Investment firms are to increase spending on cloud computing as budget constraints begin to lift in the wake of the global financial crisis.
As part of the 'Cloud in the Capital Markets: A Progress Report', Ovum spoke to 380 capital market firms across major geographical regions, comprising of buy-side, sell-side, and corporate banking companies.
The survey showed that across all three sectors, 67 percent had plans to increase investment in IT infrastructure in the next year as budgets are freed up for IT infrastructure projects. Much of this spending is likely to be aimed at setting up private clouds, said Ovum senior analyst, financial services technology, Rik Turner.
"You would expect an increased investment in infrastructure coming out of a period of re-organisation, head-count reduction, and budget constraints in the wake of the global financial crisis. But the question becomes are they spending it on dedicated infrastructure for applications, or are they reorganising their internal IT infrastructure for cloud-based delivery," said Turner.
"A lot of the big investment banks have been doing this recently, and essentially they are going towards private clouds. The move is more mature in some areas than others, but all of them are on that journey."
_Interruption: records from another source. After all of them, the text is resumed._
Issue #899, opened 2014-12-19
Create a global worker pool


jfirebaugh:
mapbox-gl-js should use `navigator.hardwareConcurrency - 1` workers no matter how many maps are on a page or how many times you call `map.setStyle()`.

anandthakker:
@jfirebaugh I'd like to be able to control the number of workers that mapbox-gl uses -- I'm envisioning using it in an app that also has some other heavy lifting to do, so that I might want to use a couple workers of my own.

As you point out, this is less of an issue if browsers implement web workers are green threads, but it could still be useful to be able to tune it.

anandthakker:
Another, perhaps much more important, reason that could matter: if there are multiple maps on the same page that use the same sources, there could be a lot of redundant parsing/processing of the same vector tile data.  A worker pool shared among `map` instances could really help to reduce that, but it would require some pretty unwieldy logic for both distinguishing and correlating source ids from different instances.

anandthakker:
@jfirebaugh @lucaswoj would you be open to a PR to address this?

mourner:
@anandthakker we're always open to PRs :)

anandthakker:
> we're always open to PRs :)

@mourner Hah! I guess what I really mean to ask is: this would definitely add a bit of complexity, and perhaps it has other drawbacks that I haven't thought of.  Given that, do you all feel that the benefits for this change would be worth the added complexity?

mourner:
@anandthakker depends on the amount of added complexity, which is hard to judge before I see a PR. :) But you could outline the approach you'd like to take first before writing any code.

anandthakker:
Here is what I am thinking:
 - In `Dispatcher`, replace `this.actors` and `this.currentActor` with a module-scoped `ActorPool` instance.
 - `ActorPool` looks like:
```js
{
   forEach: (fn: (Actor) => void) => void,
   getActor: (id) => Actor // with 'id' now a property of Actor instances, managed by the pool
   getCurrentActor: () => Actor
}
```
 - In the worker, use `params.url` instead of `params.source` as the key for `this.loading`, `this.loaded`, so that if two maps use the same source with different source id's, there's still a chance for parsed/cached tiles to be reused
 - Similar approach for `geoJSONIndexes`, but only for ones where the data is passed as a url (as opposed to geojson literal)

anandthakker:
Questions:
[...]

PR #2655, opened 2016-06-02
Add maxWorkers option

### LINKED ISSUE #2022: Add an option to set the number of spawned WebWorkers
I am working on the app where we need to be able to control / reduce the number of web workers that mapbox-gl uses. Looks like now it is always _navigator.hardwareConcurrency - 1_ ?  Is there a reason why the number of workers should not be exposed / overwritten via API?

anandthakker:
Also sets maxWorkers on the debug page to 3, on the theory that a pretty
large majority of users have 4 cpus.

Closes #2022

### DIFF
--- a/debug/index.html
+++ b/debug/index.html
@@ -58,7 +58,8 @@ var map = window.map = new mapboxgl.Map({
     zoom: 12.5,
     center: [-77.01866, 38.888],
     style: 'mapbox://styles/mapbox/streets-v8',
-    hash: true
+    hash: true,
+    workerCount: 3
 });
 
 map.addControl(new mapboxgl.Navigation());
--- a/js/style/style.js
+++ b/js/style/style.js
@@ -19,9 +19,9 @@ var StyleFunction = require('./style_function');
 
 module.exports = Style;
 
-function Style(stylesheet, animationLoop) {
+function Style(stylesheet, animationLoop, workerCount) {
     this.animationLoop = animationLoop || new AnimationLoop();
-    this.dispatcher = new Dispatcher(Math.max(browser.hardwareConcurrency - 1, 1), this);
+    this.dispatcher = new Dispatcher(workerCount || 1, this);
     this.spriteAtlas = new SpriteAtlas(512, 512);
     this.lineAtlas = new LineAtlas(256, 512);
 
--- a/js/ui/map.js
+++ b/js/ui/map.js
@@ -52,7 +52,8 @@ var defaultOptions = {
     failIfMajorPerformanceCaveat: false,
     preserveDrawingBuffer: false,
 
-    trackResize: true
+    trackResize: true,
+    workerCount: Math.max(browser.hardwareConcurrency - 1, 1)
 };
 
 /**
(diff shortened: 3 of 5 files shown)


anandthakker:
cc @lucaswoj 

I don't see an especially good way to add meaningful tests for this, since it's basically about passing a number through to `new Style()` and then to `new Dispatcher()`.  I've used something like `proxyquire` in other projects to mock CJS module dependencies, but not sure that that's something yall want to adpot

lucaswoj:
> I don't see an especially good way to add meaningful tests for this

Looks like you made [one test](https://github.com/mapbox/mapbox-gl-js/blob/master/test/js/style/style.test.js#L1125) start failing. That might be a good place to start looking. 😉

debug/index.html
```diff
@@ -58,7 +58,8 @@
     zoom: 12.5,
     center: [-77.01866, 38.888],
     style: 'mapbox://styles/mapbox/streets-v8',
-    hash: true
+    hash: true,
+    maxWorkers: 3
```
lucaswoj: Why **`max`**`Workers`? Isn't this literally the number of workers?

lucaswoj:
Happy to 🚢  this with a test case, and agreenment on [the parameter name](https://github.com/mapbox/mapbox-gl-js/pull/2655#discussion_r65629384).

debug/index.html
mourner: 👍 `numWorkers`

anandthakker:
> Looks like you made one test start failing. That might be a good place to start looking. 😉

Oh dear. 😊 

Thanks, will do.

debug/index.html
anandthakker: @lucaswoj @mourner I considered "num", but chose "max" -- this was the argument in my head:

`maxWorkers` is really what the user (me) wants to control, whereas `numWorkers` is more of an internal property.  The fact that they are the same right now is an implementation detail; I could imagine the implementation changing to, say, construct/destroy workers on demand (especially given the [possibility of worker pooling](https://github.com/mapbox/mapbox-gl-js/issues/899)).  

That said, I don't feel especially strongly about this, so just lemme know what yall think

anandthakker:
@lucaswoj Fixed the failing test and added another, but the build still fails because coveralls (I think) doesn't like my fork:
```
/home/ubuntu/mapbox-gl-js/node_modules/coveralls/bin/coveralls.js:18
        throw err;
        ^
Bad response: 422 {"message":"Couldn't find a repository matching this job.","error":true}
```

lucaswoj:
The coveralls error should have been (might have been?) fixed by https://github.com/mapbox/mapbox-gl-js/commit/1b25043da7b3bd1c2e431d2db7ff8ff25e9241ca. Have you rebased in the last day?

anandthakker:
> The coveralls error should have been (might have been?) fixed by 1b25043. Have you rebased in the last day?

I had not!  Just rebased and force pushed.

lucaswoj:
Rad! Looks like it is working now.

debug/index.html
lucaswoj: Right now, this property literally controls the number of spawned workers. If we change the implementation in the future, we can change the property name 😄

Let's go with `workerCount` for an abbreviation-free, grammatically correct, and [best-practice compliant name](http://stackoverflow.com/questions/3742650/naming-conventions-for-number-of-foos-variables).

anandthakker:
Sweet!

Did you see my [note](https://github.com/mapbox/mapbox-gl-js/pull/2655#discussion_r65649405) about the option name?  Easy to change, just lemme know.

anandthakker:
Amended the commit:
 - `s/maxWorkers/workerCount/`
 - Add jsdoc for `workerCount` option

I believe this should now be ready

anandthakker:
➡️ #2666

PR #2665, opened 2016-06-03
Change default hardwareConcurrency from 8 to 4

anandthakker:
Currently, the default value for `browser.hardwareConcurrency` is 8.  I'd suggest that this be changed to 4, because:
 - `navigator.hardwareConcurrency` is [not supported in IE and has poor mobile support](https://developer.mozilla.org/en-US/docs/Web/API/NavigatorConcurrentHardware/hardwareConcurrency)
 - In a certain (rather large) sample of website visitors, among unique visitors whose browsers _did_ support `hardwareConcurrency`, 4 was _much_ more common than 8 or 2.

### DIFF
--- a/js/util/browser/browser.js
+++ b/js/util/browser/browser.js
@@ -76,7 +76,7 @@ exports.timed = function (fn, dur, ctx) {
  */
 exports.supported = require('mapbox-gl-js-supported');
 
-exports.hardwareConcurrency = navigator.hardwareConcurrency || 8;
+exports.hardwareConcurrency = navigator.hardwareConcurrency || 4;
 
 Object.defineProperty(exports, 'devicePixelRatio', {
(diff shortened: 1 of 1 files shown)


lucaswoj:
This is interesting. I didn't know we had a default value for `navigator.hardwareConcurrency`. I agree that `4` is likely a better default value. 

Let's give @ansis @mourner @jfirebaugh a days to weigh in and then 🚢.

jfirebaugh:
SGTM.

mourner:
I'm fine with 4. I think the original thinking behind 8 was that there's no big overhead for having 2 workers per core, but utilizing only half of available cores on the other hand would affect performance. So 8 seemed like a better trade-off. But if majority are 4, it's fine either way.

The research also highlighted the extent of acceptance of cloud services among the 100 sell-side respondents, such as investment banks and agency brokers. The results showed that the majority were either considering, planning, trialling, or had already deployed cloud services within their organisation.
For example, 85 percent were at some stage of implementation of cloud services for market data provision, 83 percent for risk analytics, and 84 percent for post-trade services.
Turner said that running risk analytics in the cloud is one area which has clear benefits for sell-side firms.
"Risk is an obvious area because you need very short term and much larger requirements of hardware. It is easier to reach into the cloud and provision 200 servers to run a humungous Monte Carlo simulation for pricing and risk, and then immediately tear it down and put it back into to the pool, as opposed to going to the IT department and getting them to provision 200 servers for two weeks."